Baca berita dengan sedikit iklan, klik di sini
RAPAT itu sebenarnya bertajuk dengar pendapat, sebuah perhelatan di Dewan Perwakilan Rakyat yang sudah lama dilembagakan. Pemerintah dan lembaga negara, termasuk badan usaha milik negara, diundang ke Senayan untuk dimintai pendapatnya. Pengertian pendapat di sini adalah kebijakan yang diambil oleh institusi negara itu. Setelah pendapat disampaikan, para wakil rakyat yang terhormat bisa mengajukan pertanyaan untuk memperjelas yang belum terang. Terbuka kesempatan untuk mengajukan usul, koreksi, dan sebagainya, dalam konteks Dewan sebagai lembaga yang punya fungsi pengawasan. Jadi, keduanya saling berpendapat dan mendengarkan.
Rapat ini bukan ruang pengadilan di mana wakil rakyat seolah-olah bertindak sebagai hakim yang mengadili tamunya. Kesan seperti itulah yang muncul secara jelas—dan itu amat memalukan—pada saat direksi Pertamina diundang ke DPR. Seorang anggota wakil rakyat menyebutkan, direksi Pertamina masih perlu belajar, belum saatnya menjabat posisi itu, bahkan kemudian terlontar ucapan yang menyetarakan direksi Pertamina dengan satpam (satuan pengamanan).

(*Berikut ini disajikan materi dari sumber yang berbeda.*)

PR #321, opened 2026-04-30
Added support for offline validation without a live cluster availability

stillalearner:
## Summary                                                                                                                                                                                                                
   
  Adds offline GVK validation to `crane validate` via a new `--api-resources` flag. This enables validation against a target cluster's API surface without a live kubeconfig connection — supporting air-gapped             
  environments, CI/CD pipelines, and team handoff scenarios.          
                                                                                                                                                                                                                            
  ## Problem                                                          

  `crane validate` required a live connection to the target cluster. This blocked validation in disconnected environments and pipelines without cluster access.                                                             
   
  ## Solution                                                                                                                                                                                                               
                                                                      
  A capture script (`scripts/capture-api-surface.sh`) that calls `kubectl get --raw /apis/<group>/<version>` for every served group-version — producing the exact same data as `ServerGroupsAndResources()`. This eliminates
   the preferred-vs-all-served gap entirely.
                                                                                                                                                                                                                            
  **On target cluster** (only kubectl needed, no crane):              

      bash scripts/capture-api-surface.sh --context target-cluster -o api-surface.json

  **On migration workstation** (no cluster access needed):
                                                                                                                                                                                                                            
      crane validate -i output/ --api-resources api-surface.json
                                                                                                                                                                                                                            
  The script output is an array of native Kubernetes `APIResourceList` objects — the same type `ServerGroupsAndResources()` returns in Go. The parser uses `metav1.APIResourceList` directly with zero custom types or
  parsing heuristics.                                                                                                                                                                                                       
   
  `--api-resources` is mutually exclusive with `--context`/`--kubeconfig`. When neither is set, existing default kubeconfig behavior is unchanged.                                                                          
                                                                      
  ## Design decisions                                                                                                                                                                                                       
   
  - **Full API surface, not just preferred:** The capture script uses `kubectl api-versions` + `kubectl get --raw` to dump all served group-versions, matching the live path's `ServerGroupsAndResources()`. This was       
  changed after aufi's review identified that `kubectl api-resources -o json` only returns preferred versions.
  - **Subresource filtering parity:** Both live (`buildDiscoveryIndex`) and offline (`ParseAPIResourcesJSON`) skip resources with `/` in the name (e.g., `deployments/status`), ensuring consistent behavior.               
  - **No custom format:** The capture script output uses native Kubernetes `APIResourceList` JSON — no crane-specific types.                                                                                                
  - **Refactor, not rewrite:** `MatchResults` delegates to `MatchResultsFromIndex`. Both paths produce the same `DiscoveryIndex` type, so all matching logic is untouched.                                                  
                                                                                                                                                                                                                            
  ## Test plan                                                                                                                                                                                                              
                                                                                                                                                                                                                            
  - [x] `go build ./...` compiles                                     
  - [x] All unit tests pass (`go test ./internal/validate/... ./cmd/validate/...`)
  - [x] Existing live-mode tests unchanged and passing                                                                                                                                                                      
  - [x] `bash scripts/capture-api-surface.sh --context tgt -o api-surface.json` captures 27 API versions                                                                                                                    
  - [x] `crane validate -i output/ --api-resources api-surface.json` works in offline mode                                                                                                                                  
  - [x] `crane validate --api-resources api-surface.json --context foo` returns mutual exclusion error                                                                                                                      
  - [x] Cross-mode equivalence: 28 GVKs across 13 API groups tested — live and offline produce **identical** results (status, resourcePlural, suggestions all match)
  - [x] Subresource filtering consistent: `apps/v1 Scale` reported as "kind not found" in both modes

### DIFF
--- a/cmd/validate/validate.go
+++ b/cmd/validate/validate.go
@@ -19,15 +19,20 @@ type ValidateOptions struct {
 	cobraGlobalFlags *flags.GlobalFlags
 	globalFlags      *flags.GlobalFlags
 
-	inputDir     string
-	validateDir  string
-	outputFormat string
+	inputDir         string
+	validateDir      string
+	outputFormat     string
+	apiResourcesFile string
 
 	genericclioptions.IOStreams
 }
 
 // Complete loads the kubeconfig to ensure the target cluster is reachable.
+// Skipped in offline mode (--api-resources).
 func (o *ValidateOptions) Complete(c *cobra.Command, args []string) error {
+	if o.apiResourcesFile != "" {
+		return nil
+	}
 	_, err := o.configFlags.ToRawKubeConfigLoader().RawConfig()
 	if err != nil {
 		return fmt.Errorf("loading kubeconfig for target cluster: %w", err)
@@ -49,6 +54,18 @@ func (o *ValidateOptions) Validate() error {
 		return fmt.Errorf("--output must be \"yaml\" or \"json\", got %q", o.outputFormat)
 	}
 
+	if o.apiResourcesFile != "" {
+		if o.configFlags.Context != nil && *o.configFlags.Context != "" {
+			return fmt.Errorf("--api-resources and --context are mutually exclusive; use --api-resources for offline validation or --context for live validation")
+		}
+		if o.configFlags.KubeConfig != nil && *o.configFlags.KubeConfig != "" {
+			return fmt.Errorf("--api-resources and --kubeconfig are mutually exclusive; use --api-resources for offline validation or --kubeconfig for live validation")
+		}
+		if _, err := os.Stat(o.apiResourcesFile); err != nil {
+			return fmt.Errorf("api-resources file %q: %w", o.apiResourcesFile, err)
+		}
+	}
+
 	return nil
 }
 
@@ -63,15 +80,31 @@ func (o *ValidateOptions) Run() error {
 
 	log.Infof("Scanned %d distinct GVK+namespace tuples", len(entries))
 
-	discoveryClient, err := o.configFlags.ToDiscoveryClient()
-	if err != nil {
-		return fmt.Errorf("creating discovery client: %w", err)
-	}
-	discoveryClient.Invalidate()
+	var report *internalValidate.ValidationReport
 
-	report, err := internalValidate.MatchResults(entries, internalValidate.MatchOptions{DiscoveryClient: discoveryClient}, log)
-	if err != nil {
-		return fmt.Errorf("matching against target cluster: %w", err)
+	if o.apiResourcesFile != "" {
+		index, err := internalValidate.ParseAPIResourcesJSON(o.apiResourcesFile)
+		if err != nil {
+			return fmt.Errorf("loading api-resources: %w", err)
+		}
+		report = internalValidate.MatchResultsFromIndex(entries, index)
+		report.Mode = "offline"
+		report.APIResourcesSource = o.apiResourcesFile
+	} else {
+		discoveryClient, err := o.configFlags.ToDiscoveryClient()
+		if err != nil {
+			return fmt.Errorf("creating discovery client: %w", err)
+		}
+		discoveryClient.Invalidate()
+
+		report, err = internalValidate.MatchResults(entries, internalValidate.MatchOptions{DiscoveryClient: discoveryClient}, log)
+		if err != nil {
+			return fmt.Errorf("matching against target cluster: %w", err)
+		}
+		report.Mode = "live"
+		if o.configFlags.Context != nil && *o.configFlags.Context != "" {
+			report.ClusterContext = *o.configFlags.Context
+		}
 	}
 
 	internalValidate.FormatTable(o.Out, report)
@@ -129,6 +162,10 @@ GVK matching).
 
 Pipeline: export → transform → apply → validate
 
+Use --api-resources to validate offline against the JSON output of
+'kubectl api-resources -o json' when the target cluster is not directly
+reachable. Otherwise, supply kubeconfig/context flags for live validation.
+
 Incompatible resources are written to a failures/ directory under
 the validate-dir for auditability.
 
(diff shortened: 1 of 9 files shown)


cmd/validate/validate.go
```diff
@@ -19,15 +19,20 @@ type ValidateOptions struct {
...
+	outputFormat     string
+	apiResourcesFile string
 
 	genericclioptions.IOStreams
 }
 
 // Complete loads the kubeconfig to ensure the target cluster is reachable.
+// Skipped in offline mode (--api-resources).
 func (o *ValidateOptions) Complete(c *cobra.Command, args []string) error {
+	if o.apiResourcesFile != "" {
```
nachandr, line 33: Suggestion: Add api-resource file check in Complete() method

 Currently, when APIResourcesPath is set, Complete() returns early without verifying the file is accessible:
 ```                                                                                                                                                                    
  func (o *ValidateOptions) Complete(c *cobra.Command, args []string) error {
      if o.APIResourcesPath != "" {                                                                                                                                     
          return nil  // ← No validation of file accessibility
      }                                                                                                                                                                 
      // ... kubeconfig loading for live mode
  }                                                                                                                                                                     
```
While the file is checked later in Validate(), it would be better to verify file accessibility in Complete() for early failure detection. 

Suggested change:
```
  func (o *ValidateOptions) Complete(c *cobra.Command, args []string) error {
      // Offline mode: verify API resources file is accessible
      if o.APIResourcesPath != "" {
          if _, err := os.Stat(o.APIResourcesPath); err != nil {
              return fmt.Errorf("api-resources file not accessible: %w", err)
          }
          return nil
      }

      // Live mode: verify kubeconfig is accessible
      _, err := o.configFlags.ToRawKubeConfigLoader().RawConfig()
      if err != nil {
          return fmt.Errorf("loading kubeconfig for target cluster: %w", err)
      }
      return nil
  }
```

**Review by aufi — COMMENTED** [review]
Thanks for the PR Sachin! The offline validation use case makes sense and the refactor around a shared DiscoveryIndex is a nice direction.

I think there is one important correctness issue to address before this can be merged:

The new offline path is documented as consuming `kubectl api-resources -o json`, but that output does not represent the same API surface as the current live validation path.

The live path builds the discovery index from `ServerGroupsAndResources()`, which includes all served group/versions. In contrast, `kubectl api-resources -o json` is based on preferred resources (`ServerPreferredResources()` in kubectl). That means offline validation may incorrectly mark manifests using non-preferred but still served API versions as incompatible, even though live validation would accept them.

So the offline and live modes can produce different results for the same cluster.

I think we should either:
- change the offline input format/source so it contains all served APIResourceLists, matching `ServerGroupsAndResources()`, or
- clearly scope offline validation to preferred resources only and document that limitation.

There is also a smaller consistency issue: the live discovery index skips subresources (`strings.Contains(res.Name, "/")`), but `ParseAPIResourcesJSON` currently does not. The offline parser should probably apply the same filter so subresources cannot be treated as valid top-level manifest kinds.

(partially created by AI based on my&bots observations)

File: cmd/validate/validate.go (hunk 1 above)
Comment (stillalearner) [reply cmd/validate/validate.go:33]: Good suggestion, but the check is already in Validate() which runs right after Complete(). Moving it would duplicate the validation.

**Comment by stillalearner** [comment]
> Thanks for the PR Sachin! The offline validation use case makes sense and the refactor around a shared DiscoveryIndex is a nice direction.
> 
> I think there is one important correctness issue to address before this can be merged:
> 
> The new offline path is documented as consuming `kubectl api-resources -o json`, but that output does not represent the same API surface as the current live validation path.
> 
> The live path builds the discovery index from `ServerGroupsAndResources()`, which includes all served group/versions. In contrast, `kubectl api-resources -o json` is based on preferred resources (`ServerPreferredResources()` in kubectl). That means offline validation may incorrectly mark manifests using non-preferred but still served API versions as incompatible, even though live validation would accept them.
> 
> So the offline and live modes can produce different results for the same cluster.
> 
> I think we should either:
> 
> * change the offline input format/source so it contains all served APIResourceLists, matching `ServerGroupsAndResources()`, or
> * clearly scope offline validation to preferred resources only and document that limitation.
> 
> There is also a smaller consistency issue: the live discovery index skips subresources (`strings.Contains(res.Name, "/")`), but `ParseAPIResourcesJSON` currently does not. The offline parser should probably apply the same filter so subresources cannot be treated as valid top-level manifest kinds.
> 
> (partially created by AI based on my&bots observations)

Changes pushed as discussed. Please review.

**Review by aufi — APPROVED** [review]
LGTM

**Comment by aufi** [comment]
Adding a suggestion for possible docs update with this script functionality

To put the script logic into documentation, its content could be simplified. The key part is querying via `kubectl get --raw` for each API version. Here are the options:

  ## Oneliner (without parameters):
  ```bash
  kubectl api-versions | while read gv; do kubectl get --raw $([ "$gv" = "v1" ] && echo "/api/v1" || echo "/apis/$gv") 2>/dev/null || true; done | jq -s '{"apiResourceLists":.}' > api-surface.json
```
###  With --context and --kubeconfig support:
(this likely not for docs)
```
  KUBECTL_FLAGS="${1:+--context=$1} ${2:+--kubeconfig=$2}" OUTPUT="${3:-api-surface.json}"; kubectl api-versions $KUBECTL_FLAGS | while read gv; do kubectl get --raw $([ "$gv" = "v1" ] && echo "/api/v1" || echo "/apis/$gv") $KUBECTL_FLAGS 2>/dev/null || true; done | jq -s
  '{"apiResourceLists":.}' > "$OUTPUT"
```
 ## Recommendation for documentation:

  For documentation, I'd use the most readable version - a shortened script:

```
  #!/bin/bash
  # Usage: capture-api-surface.sh [-o output.json] [--context name] [--kubeconfig path]
  OUTPUT="api-surface.json"
  KUBECTL_FLAGS=""

  while [[ $# -gt 0 ]]; do
    case "$1" in
      -o) OUTPUT="$2"; shift 2 ;;
      --context|--kubeconfig) KUBECTL_FLAGS="$KUBECTL_FLAGS $1=$2"; shift 2 ;;
      *) echo "Unknown flag: $1"; exit 1 ;;
    esac
  done

  kubectl api-versions $KUBECTL_FLAGS | while read gv; do
    endpoint=$([ "$gv" = "v1" ] && echo "/api/v1" || echo "/apis/$gv")
    kubectl get --raw "$endpoint" $KUBECTL_FLAGS 2>/dev/null || true
  done | jq -s '{"apiResourceLists":.}' > "$OUTPUT"

  ```
The oneliner is shortest, but the shortened script is more readable and easier to copy/modify.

Bukan saja arogansi yang dipamerkan wakil rakyat, melainkan juga sikap jumawa seolah dirinya di atas segalanya: paling tahu, paling pintar, paling benar. Padahal, wakil rakyat periode ini mendapat sorotan karena kinerjanya yang tidak baik, suka membolos, beberapa terlibat suap dan ada yang sampai dihukum.

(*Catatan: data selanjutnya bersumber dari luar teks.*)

PR #361, opened 2026-05-09
Skip export of operator managed CRDs

stillalearner:
## Summary

  Skip export of CRDs that are managed by an operator. Operator-managed CRDs should be installed on the target cluster via their operator, not exported and applied directly — doing so creates orphaned CRDs that conflict
  when the operator is later installed.

  ## What changed
  
  Added `getOperatorManager()` in `cmd/export/crd.go` that checks four well-known operator markers on each CRD before exporting:
  
  - `olm.managed=true` label (OLM on OpenShift and K8s)
  - `app.kubernetes.io/managed-by` label (Helm, operator-sdk, ArgoCD, etc.)
  - `operators.operatorframework.io/*` annotations (operator-framework)
  - `ownerReferences` (CRD owned by a ClusterServiceVersion or operator Deployment)
  
  If any marker is detected, the CRD is skipped with a warning:
  
      Skipping CRD widgets.example.com — managed by operator cert-manager (OLM); install the operator on the target cluster instead

  CR instances are still exported normally — only the CRD definition is skipped. Unmanaged (standalone) CRDs continue to be exported as before.

  ## Test plan
  
  - [x] `go build ./...`
  - [x] All existing CRD export tests pass (7 tests)
  - [x] 5 new tests: skip OLM-managed, skip managed-by label, skip operator-framework annotation, skip owner-referenced, export unmanaged CRD
  - [x] 7 new `TestGetOperatorManager` sub-tests covering all marker combinations including negative cases (`olm.managed=false`, unrelated labels)
  - [x] Full unit test suite passes (`go test ./...` excluding e2e)

### DIFF
--- a/cmd/export/crd.go
+++ b/cmd/export/crd.go
@@ -51,6 +51,36 @@ func crdFailureAPIResourceName(crdName string) string {
 	return "customresourcedefinition-" + strings.ReplaceAll(crdName, "/", "-")
 }
 
+// getOperatorManager checks if a CRD is managed by an operator.
+// Returns the manager name if detected, empty string otherwise.
+func getOperatorManager(obj *unstructured.Unstructured) string {
+	labels := obj.GetLabels()
+	annotations := obj.GetAnnotations()
+
+	if v, ok := labels["olm.managed"]; ok && v == "true" {
+		if name := labels["operators.coreos.com/managed-by"]; name != "" {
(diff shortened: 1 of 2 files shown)


aufi (approved):
LGTM

midays (approved):
LGTM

Menyangkut etika, kejadian itu betul-betul tak pada tempatnya. Direksi Pertamina tidak ditunjuk oleh DPR, tak ada hak DPR menggugat kemampuan mereka. Jika pun mau mempersoalkan kemampuan direksi, protes hendaknya disampaikan kepada ”yang mengangkat” dan bukan kepada ”yang diangkat”. Seandainya pun direksi Pertamina ditanya soal kemampuan, hendaknya disampaikan dengan bahasa yang baik, agar tak timbul kesan DPR mencampuri urusan ”dalam” Pertamina. Apalagi, entah apa maksudnya, selama ini ada rumor anggota DPR begitu galak kepada BUMN yang ”basah”, sementara rapat dengan BUMN yang ”kering” tak banyak dihadiri anggota Dewan.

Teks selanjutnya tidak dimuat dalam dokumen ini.